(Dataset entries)
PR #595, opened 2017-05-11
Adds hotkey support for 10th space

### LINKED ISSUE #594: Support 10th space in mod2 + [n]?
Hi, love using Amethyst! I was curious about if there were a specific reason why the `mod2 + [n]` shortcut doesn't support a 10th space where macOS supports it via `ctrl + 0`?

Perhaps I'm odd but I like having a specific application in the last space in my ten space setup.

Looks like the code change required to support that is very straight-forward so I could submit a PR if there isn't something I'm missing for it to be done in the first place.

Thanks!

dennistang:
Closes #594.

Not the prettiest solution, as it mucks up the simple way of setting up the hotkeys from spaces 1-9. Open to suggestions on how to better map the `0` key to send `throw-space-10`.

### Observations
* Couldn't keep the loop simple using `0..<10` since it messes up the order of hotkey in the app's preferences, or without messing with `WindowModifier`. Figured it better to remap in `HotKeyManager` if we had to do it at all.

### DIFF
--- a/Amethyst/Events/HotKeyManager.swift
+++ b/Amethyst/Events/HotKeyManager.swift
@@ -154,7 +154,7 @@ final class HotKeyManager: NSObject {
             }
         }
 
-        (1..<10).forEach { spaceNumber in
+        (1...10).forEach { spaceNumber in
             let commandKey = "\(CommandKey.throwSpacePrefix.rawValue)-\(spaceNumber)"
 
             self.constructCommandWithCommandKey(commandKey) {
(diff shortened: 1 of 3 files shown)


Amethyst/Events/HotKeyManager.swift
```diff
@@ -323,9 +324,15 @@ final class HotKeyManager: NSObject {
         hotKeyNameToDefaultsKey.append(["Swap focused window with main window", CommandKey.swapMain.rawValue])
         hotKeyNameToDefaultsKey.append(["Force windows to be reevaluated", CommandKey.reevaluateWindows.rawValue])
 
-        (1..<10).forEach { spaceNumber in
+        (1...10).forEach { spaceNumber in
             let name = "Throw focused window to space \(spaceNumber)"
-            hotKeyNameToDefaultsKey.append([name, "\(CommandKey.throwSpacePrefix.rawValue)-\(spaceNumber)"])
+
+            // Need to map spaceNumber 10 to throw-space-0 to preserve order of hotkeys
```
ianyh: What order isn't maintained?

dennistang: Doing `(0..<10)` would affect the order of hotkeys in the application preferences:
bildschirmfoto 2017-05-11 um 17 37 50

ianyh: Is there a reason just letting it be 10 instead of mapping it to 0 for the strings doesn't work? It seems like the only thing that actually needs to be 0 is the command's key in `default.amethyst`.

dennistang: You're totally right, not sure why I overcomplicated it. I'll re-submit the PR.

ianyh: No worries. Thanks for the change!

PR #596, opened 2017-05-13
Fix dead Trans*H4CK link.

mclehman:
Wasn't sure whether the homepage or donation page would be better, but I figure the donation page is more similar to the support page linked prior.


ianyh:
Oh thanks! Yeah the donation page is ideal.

--

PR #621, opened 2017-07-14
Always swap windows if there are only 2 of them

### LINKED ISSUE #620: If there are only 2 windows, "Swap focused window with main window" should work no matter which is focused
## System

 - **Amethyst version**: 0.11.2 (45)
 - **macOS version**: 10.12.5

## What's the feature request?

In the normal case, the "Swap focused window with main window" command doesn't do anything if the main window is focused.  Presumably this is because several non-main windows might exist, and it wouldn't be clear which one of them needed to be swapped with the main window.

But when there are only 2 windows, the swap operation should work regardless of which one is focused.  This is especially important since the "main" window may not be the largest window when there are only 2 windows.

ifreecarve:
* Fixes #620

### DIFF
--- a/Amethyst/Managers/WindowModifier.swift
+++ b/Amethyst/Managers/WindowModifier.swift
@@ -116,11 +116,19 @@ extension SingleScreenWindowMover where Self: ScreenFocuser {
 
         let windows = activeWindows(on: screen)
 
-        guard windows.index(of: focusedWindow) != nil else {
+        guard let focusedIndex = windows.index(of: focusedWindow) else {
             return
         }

* * *

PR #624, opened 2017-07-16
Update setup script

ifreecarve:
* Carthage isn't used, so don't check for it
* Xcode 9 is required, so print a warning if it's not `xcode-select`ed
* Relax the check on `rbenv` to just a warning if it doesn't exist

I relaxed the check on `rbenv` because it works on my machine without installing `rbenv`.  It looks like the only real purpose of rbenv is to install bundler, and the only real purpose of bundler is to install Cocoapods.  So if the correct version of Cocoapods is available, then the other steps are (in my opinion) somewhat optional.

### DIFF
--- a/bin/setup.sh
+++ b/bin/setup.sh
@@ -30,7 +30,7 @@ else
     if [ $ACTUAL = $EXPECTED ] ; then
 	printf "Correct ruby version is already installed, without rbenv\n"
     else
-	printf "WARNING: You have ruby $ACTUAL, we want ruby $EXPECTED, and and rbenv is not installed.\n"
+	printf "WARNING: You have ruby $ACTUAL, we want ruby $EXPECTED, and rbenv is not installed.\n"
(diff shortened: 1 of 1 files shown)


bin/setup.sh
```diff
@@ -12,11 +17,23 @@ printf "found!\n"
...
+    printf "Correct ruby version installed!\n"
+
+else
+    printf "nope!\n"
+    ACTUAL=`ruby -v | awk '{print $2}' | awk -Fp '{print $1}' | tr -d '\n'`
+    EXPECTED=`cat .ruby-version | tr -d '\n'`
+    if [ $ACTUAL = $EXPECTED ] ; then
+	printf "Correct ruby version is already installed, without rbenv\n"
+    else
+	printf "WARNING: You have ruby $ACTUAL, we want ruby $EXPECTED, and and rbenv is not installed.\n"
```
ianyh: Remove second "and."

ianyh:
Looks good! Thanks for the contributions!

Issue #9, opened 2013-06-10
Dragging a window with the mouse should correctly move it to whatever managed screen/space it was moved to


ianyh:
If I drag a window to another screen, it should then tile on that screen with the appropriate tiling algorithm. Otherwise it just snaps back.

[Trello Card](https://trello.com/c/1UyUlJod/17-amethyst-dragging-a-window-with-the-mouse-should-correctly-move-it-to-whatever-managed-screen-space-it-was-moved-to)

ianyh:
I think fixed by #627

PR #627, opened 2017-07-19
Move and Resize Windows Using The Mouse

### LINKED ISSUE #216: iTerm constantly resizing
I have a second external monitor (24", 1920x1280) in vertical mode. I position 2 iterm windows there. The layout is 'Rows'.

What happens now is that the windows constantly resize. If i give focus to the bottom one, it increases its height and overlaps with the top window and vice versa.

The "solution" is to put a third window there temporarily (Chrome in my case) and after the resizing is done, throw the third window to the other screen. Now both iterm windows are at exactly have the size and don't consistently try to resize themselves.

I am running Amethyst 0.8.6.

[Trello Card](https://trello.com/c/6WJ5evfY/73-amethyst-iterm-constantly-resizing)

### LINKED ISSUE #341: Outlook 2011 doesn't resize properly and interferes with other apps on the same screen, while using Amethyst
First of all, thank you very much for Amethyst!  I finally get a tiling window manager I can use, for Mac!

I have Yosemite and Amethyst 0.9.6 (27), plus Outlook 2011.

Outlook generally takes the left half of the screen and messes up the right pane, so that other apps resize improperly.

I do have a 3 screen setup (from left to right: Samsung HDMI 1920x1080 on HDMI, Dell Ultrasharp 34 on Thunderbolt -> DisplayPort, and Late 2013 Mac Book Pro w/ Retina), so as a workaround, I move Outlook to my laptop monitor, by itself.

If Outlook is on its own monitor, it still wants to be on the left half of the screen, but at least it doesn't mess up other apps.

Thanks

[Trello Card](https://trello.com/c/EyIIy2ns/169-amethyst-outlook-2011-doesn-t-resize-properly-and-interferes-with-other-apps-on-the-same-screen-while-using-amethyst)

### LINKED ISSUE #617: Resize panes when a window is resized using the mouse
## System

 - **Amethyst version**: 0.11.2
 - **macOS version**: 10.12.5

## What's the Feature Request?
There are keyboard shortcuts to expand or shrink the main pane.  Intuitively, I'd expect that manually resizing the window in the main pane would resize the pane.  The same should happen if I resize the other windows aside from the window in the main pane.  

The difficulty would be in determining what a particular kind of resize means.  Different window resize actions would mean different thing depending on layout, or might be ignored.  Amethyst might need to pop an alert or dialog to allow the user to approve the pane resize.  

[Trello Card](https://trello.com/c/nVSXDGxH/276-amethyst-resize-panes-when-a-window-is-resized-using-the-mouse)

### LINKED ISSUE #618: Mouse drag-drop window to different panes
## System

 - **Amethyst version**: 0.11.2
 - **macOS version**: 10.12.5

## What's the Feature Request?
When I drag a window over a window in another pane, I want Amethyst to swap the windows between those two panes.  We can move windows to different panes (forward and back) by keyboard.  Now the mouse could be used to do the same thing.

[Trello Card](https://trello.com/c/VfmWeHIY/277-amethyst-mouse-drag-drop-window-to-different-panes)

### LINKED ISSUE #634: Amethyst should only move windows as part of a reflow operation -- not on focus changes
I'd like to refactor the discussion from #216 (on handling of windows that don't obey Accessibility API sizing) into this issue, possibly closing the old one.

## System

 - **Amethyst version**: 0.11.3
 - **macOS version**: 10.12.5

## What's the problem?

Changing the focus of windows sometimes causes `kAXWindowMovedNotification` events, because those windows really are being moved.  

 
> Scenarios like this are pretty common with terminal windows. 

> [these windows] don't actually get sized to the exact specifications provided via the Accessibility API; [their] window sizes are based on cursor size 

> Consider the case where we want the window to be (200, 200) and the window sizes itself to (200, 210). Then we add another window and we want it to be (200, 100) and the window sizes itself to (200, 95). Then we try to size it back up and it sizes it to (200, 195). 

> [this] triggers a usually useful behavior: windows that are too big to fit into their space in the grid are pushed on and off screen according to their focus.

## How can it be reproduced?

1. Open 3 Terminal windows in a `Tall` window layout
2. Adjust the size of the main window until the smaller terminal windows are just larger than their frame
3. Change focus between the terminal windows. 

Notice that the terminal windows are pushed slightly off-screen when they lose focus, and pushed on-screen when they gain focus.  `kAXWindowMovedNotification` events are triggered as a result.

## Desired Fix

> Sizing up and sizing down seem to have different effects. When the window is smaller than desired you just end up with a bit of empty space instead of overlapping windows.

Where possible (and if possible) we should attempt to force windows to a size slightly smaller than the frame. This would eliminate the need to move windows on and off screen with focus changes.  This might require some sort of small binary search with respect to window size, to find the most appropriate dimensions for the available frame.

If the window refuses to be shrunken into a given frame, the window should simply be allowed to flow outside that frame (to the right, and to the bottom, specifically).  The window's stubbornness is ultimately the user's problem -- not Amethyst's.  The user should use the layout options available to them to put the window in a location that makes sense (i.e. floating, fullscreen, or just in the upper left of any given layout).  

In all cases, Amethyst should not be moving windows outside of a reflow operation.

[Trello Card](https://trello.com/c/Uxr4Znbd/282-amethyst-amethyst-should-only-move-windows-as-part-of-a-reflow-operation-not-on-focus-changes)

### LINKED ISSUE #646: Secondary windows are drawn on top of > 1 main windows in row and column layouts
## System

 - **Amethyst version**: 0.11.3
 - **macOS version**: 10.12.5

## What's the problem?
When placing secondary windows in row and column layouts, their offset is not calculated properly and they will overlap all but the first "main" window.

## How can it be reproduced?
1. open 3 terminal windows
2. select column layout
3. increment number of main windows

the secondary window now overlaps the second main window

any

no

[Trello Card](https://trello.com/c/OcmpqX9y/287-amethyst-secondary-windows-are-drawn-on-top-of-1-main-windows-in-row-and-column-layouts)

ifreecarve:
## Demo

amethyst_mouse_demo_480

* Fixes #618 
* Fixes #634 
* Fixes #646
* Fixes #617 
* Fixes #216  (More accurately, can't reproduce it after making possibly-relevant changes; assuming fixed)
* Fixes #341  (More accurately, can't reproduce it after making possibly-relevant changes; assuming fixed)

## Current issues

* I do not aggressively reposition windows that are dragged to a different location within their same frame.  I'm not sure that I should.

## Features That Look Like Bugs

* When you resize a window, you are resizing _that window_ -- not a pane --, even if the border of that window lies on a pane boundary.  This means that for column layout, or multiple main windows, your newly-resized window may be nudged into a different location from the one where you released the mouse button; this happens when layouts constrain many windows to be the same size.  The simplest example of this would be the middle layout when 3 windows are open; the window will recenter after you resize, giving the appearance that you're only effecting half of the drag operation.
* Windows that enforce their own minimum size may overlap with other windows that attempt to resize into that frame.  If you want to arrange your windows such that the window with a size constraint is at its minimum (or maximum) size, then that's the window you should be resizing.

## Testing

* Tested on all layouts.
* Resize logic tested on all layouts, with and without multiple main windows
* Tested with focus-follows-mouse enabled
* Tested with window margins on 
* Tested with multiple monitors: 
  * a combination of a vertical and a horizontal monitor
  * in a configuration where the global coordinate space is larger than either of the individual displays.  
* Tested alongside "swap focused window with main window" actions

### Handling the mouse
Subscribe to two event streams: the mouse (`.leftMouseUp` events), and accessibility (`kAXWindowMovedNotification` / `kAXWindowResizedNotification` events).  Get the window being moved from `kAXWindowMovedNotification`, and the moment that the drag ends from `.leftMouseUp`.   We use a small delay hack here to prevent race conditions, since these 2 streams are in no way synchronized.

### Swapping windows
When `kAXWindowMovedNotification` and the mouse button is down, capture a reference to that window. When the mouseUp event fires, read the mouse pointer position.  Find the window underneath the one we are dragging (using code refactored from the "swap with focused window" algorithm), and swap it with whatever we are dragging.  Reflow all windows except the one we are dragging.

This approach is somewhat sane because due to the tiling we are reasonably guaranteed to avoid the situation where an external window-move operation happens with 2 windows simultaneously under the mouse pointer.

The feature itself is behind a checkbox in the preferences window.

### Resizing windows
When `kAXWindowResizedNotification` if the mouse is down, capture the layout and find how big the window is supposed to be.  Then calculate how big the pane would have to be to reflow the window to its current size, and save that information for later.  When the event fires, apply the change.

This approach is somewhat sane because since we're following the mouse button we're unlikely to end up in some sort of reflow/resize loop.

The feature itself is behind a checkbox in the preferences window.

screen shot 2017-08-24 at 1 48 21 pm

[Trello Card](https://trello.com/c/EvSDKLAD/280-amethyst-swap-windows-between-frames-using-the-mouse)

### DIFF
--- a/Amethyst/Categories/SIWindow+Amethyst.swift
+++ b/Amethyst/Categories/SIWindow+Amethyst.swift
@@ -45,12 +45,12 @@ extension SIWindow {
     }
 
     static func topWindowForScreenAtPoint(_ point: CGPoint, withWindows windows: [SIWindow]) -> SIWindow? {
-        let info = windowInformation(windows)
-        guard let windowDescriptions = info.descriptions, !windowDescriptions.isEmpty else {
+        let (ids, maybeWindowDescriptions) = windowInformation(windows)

Instructions for the task: A single number is required: the count of lines in the data that contain the string "exist".

Answer to the problem: 2